::: DATA SHOWN

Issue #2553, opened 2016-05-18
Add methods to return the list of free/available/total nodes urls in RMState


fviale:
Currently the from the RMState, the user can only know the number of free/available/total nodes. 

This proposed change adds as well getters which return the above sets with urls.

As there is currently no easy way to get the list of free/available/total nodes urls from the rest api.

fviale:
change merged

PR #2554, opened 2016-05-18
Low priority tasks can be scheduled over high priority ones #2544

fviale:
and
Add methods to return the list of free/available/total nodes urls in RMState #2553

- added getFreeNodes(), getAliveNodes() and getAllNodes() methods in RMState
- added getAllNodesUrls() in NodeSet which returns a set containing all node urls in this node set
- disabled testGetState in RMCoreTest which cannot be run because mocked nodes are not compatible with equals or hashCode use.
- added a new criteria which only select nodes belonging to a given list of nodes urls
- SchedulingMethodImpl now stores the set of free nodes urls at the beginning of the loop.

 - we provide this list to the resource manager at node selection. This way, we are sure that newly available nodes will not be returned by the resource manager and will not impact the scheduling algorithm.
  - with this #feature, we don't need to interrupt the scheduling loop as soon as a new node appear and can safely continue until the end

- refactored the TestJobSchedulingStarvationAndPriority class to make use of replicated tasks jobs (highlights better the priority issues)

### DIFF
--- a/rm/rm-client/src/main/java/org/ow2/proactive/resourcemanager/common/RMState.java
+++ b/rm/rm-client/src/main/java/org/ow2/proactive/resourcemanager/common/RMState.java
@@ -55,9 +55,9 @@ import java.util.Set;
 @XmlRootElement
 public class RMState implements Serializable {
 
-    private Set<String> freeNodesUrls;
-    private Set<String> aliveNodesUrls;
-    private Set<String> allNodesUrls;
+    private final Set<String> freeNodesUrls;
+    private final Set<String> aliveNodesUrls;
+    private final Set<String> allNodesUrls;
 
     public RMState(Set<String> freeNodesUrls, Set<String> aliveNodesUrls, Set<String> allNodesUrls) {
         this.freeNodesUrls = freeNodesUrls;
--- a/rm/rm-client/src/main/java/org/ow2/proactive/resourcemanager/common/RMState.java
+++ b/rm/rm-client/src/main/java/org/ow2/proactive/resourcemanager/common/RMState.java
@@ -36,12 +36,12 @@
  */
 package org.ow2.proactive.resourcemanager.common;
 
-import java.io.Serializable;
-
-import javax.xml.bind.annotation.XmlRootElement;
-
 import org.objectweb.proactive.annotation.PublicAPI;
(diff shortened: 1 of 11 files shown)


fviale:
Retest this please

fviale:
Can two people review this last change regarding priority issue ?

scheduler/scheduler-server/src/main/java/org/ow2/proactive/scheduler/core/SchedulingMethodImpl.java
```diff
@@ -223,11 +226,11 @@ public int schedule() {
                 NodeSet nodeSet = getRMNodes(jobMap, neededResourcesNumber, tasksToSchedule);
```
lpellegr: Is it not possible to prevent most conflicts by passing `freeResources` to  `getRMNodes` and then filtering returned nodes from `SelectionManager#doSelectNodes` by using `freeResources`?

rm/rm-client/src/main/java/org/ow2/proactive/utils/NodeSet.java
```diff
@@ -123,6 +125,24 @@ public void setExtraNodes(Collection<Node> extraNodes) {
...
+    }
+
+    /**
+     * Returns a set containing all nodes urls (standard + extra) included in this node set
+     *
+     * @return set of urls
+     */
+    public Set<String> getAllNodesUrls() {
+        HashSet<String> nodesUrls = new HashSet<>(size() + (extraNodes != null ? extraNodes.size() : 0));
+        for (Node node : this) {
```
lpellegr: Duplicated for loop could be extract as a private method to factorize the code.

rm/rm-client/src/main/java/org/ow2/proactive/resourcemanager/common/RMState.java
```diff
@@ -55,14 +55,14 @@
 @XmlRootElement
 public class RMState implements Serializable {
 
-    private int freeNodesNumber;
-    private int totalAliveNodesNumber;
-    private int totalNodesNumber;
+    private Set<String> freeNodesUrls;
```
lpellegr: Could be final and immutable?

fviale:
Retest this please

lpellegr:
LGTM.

::::::

BRIEF:
If a line in the data above holds the string "extraNodes", copy it.

RESPONSE BELOW:
@@ -123,6 +125,24 @@ public void setExtraNodes(Collection<Node> extraNodes) {
+        HashSet<String> nodesUrls = new HashSet<>(size() + (extraNodes != null ? extraNodes.size() : 0));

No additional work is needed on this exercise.